As a world-class swimmer competing for his native Trinidad, Chris Reis learned to plan methodically, and many months in advance, for contests that lasted less than a minute.
“When you get to a level of competiveness at the regional and international levels, there’s a lot that goes into it,” said Reis, a lab assistant at the MagLab’s Applied Superconductivity Center (ASC). “You basically train for nine months and your race is about 30 seconds, and everything has to be perfect.”
To Reis, the parallels to his science are obvious. To Mom, not so much.

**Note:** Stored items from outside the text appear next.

PR #3125, opened 2022-11-16
[release/6.0] Remove nuget config changes from humanizer patch

lbussell:
This might be needed in case we don't get a NuGet Security Analysis exception for security-partners-dotnet. Because humanizer has a vulnerable NuGet.config file, we need to remove it during tarball creation. That means the NuGet config doesn't exist at build time, so we need to remove the NuGet.config edits in this patch.

See https://github.com/dotnet/installer/pull/14963 for context.


MichaelSimons:
Closing as obsolete.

“My mom thinks that I mix chemicals and handle metals, but in actuality I am trying to identify plausible bronze electropolishing routes that facilitate niobium-3 tin superconducting radio frequency cavity technology,” said Reis, an undergraduate at the FAMU-FSU College of Engineering. “The level of precision and attention that I paid to swimming has found itself reincarnated in my work here at the ASC.”
2. The 99 percent
Like Einstein said, there’s plenty of perspiration in science. It can be as painful and monotonous as running laps, doing crunches and repeating drills under a hot sun.
William Coniglio, who won the Canadian Henley regatta twice in the Senior Men's 64kg Single category, is no stranger to sports tedium.
“Training for rowing, you spend a lot of time being very bored and deep in oxygen debt and not particularly comfortable for an hour or more at a time,” Coniglio said.
Turned out to be pretty good training to become a physicist at the MagLab.
“If I can sit on an ergometer for an hour and a half, then I can sit and solder 500 resistors to a circuit board. It’s certainly no more boring than that,” Coniglio said. “Sometimes the process to get to science isn’t particularly enjoyable. It’s not all discoveries and eurekas.”
1. Science is a team sport
While we’re busting science myths, let’s lay to rest the stereotype of the lab coat-clad scientist laboring over his beakers — alone. In the real world, science takes a team.
In New Zealand, this idea is integral to a scientist’s training, according to Kiwi and physicist Neil Sullivan, director of the MagLab’s High B/T Facility.
“In New Zealand, where physics and sports are both highly prized, it was expected that you would join in some athletic activity regardless of talent and learn how important working together as a team could be,” Sullivan said. "That lesson is important in scientific collaboration.”
Former college athlete Daniel Hallinan Jr. knows all about teamwork, and it’s as critical during his experiments as it was on the lacrosse fields at Lafayette College. Hallinan cited a recent experiment about the transport of ions in lithium batteries. The collaborators may not have been wearing matching jerseys, but they communicated effectively, Hallinan said, and each covered his or her position well.
“On the team we had graduate students who were expert in preparing the samples, a visiting scholar who was expert in conducting the MRI experiments and myself, who has expertise in transport phenomena,” Hallinan said. “We each did our part to complete a study that contributed new understanding to the field of polymer electrolytes for lithium batteries.”
So, there you have it: Ten ways athletics helps make good scientists. And that’s something everyone can cheer about.